== AIM OF THE TASK ==
Count the lines in the data below where the string "have" occurs, please, and give the number alone.

== Saved entries ==

PR #219, opened 2023-08-23
chore: add Justfile for development

zmitchell:
## Proposed Changes

This PR adds `just` to the `rust-env` environment and a Justfile for local development. The Justfile has commands for running the test suite and makes it easier to run subsets of the `bats` test suite specifically.

Example:
```
$ just shell-test ./tests/activate.bats
```

## Current Behavior

Currently if you want to run a specific test file you would have to write out:
```
$ cargo build
$ flox run '.#flox-tests' -- -- --flox target/debug/build ./tests/activate.bats
```

## Checks

- [x] All tests pass.

## Release Notes

N/A

### DIFF
--- a/Justfile
+++ b/Justfile
@@ -1,16 +1,30 @@
-flox_bats_tests_invocation := "flox run '.#flox-tests' -- -- --flox target/debug/flox"
+bats_invocation := "flox run '.#flox-tests' -- -- --flox target/debug/flox"
+cargo_test_invocation := "cargo test --workspace"
 
 _default:
     @just --list --unsorted
 
 # Run the 'bats' test suite
-shell-test +test_files="":
+bats-tests +test_files="":
     @cargo build
-    @{{flox_bats_tests_invocation}} {{test_files}}
+    @{{bats_invocation}} {{test_files}}
 
 # Run the Rust unit tests
-unit-test +regex="":
-    @cargo test --workspace {{regex}}
+unit-tests regex="":
+    @{{cargo_test_invocation}} {{regex}}
 
-# Run the entire test suite
-test: unit-test shell-test
+# Run the test suite, including impure tests
+impure-tests regex="":
+    @{{cargo_test_invocation}} {{regex}} --features "extra-tests"
+
+# Run the entire test suite, not including impure tests
+test: unit-tests bats-tests
+
+# Run the entire test suite, including impure tests
+test-all: impure-tests bats-tests
+
+# Enters the Rust development environment
+work:
+    @# Note that this command is only really useful if you have
+    @# `just` installed outside of the `flox` environment already
+    @flox develop rust-env
--- a/Justfile
+++ b/Justfile
@@ -1,0 +1,16 @@
+flox_bats_tests_invocation := "flox run '.#flox-tests' -- -- --flox target/debug/flox"
+
+_default:
+    @just --list --unsorted
+
+# Run the 'bats' test suite
+shell-test +test_files="":
+    @cargo build
+    @{{flox_bats_tests_invocation}} {{test_files}}
+
+# Run the Rust unit tests
+unit-test +regex="":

== TASK RESPONSE ==
2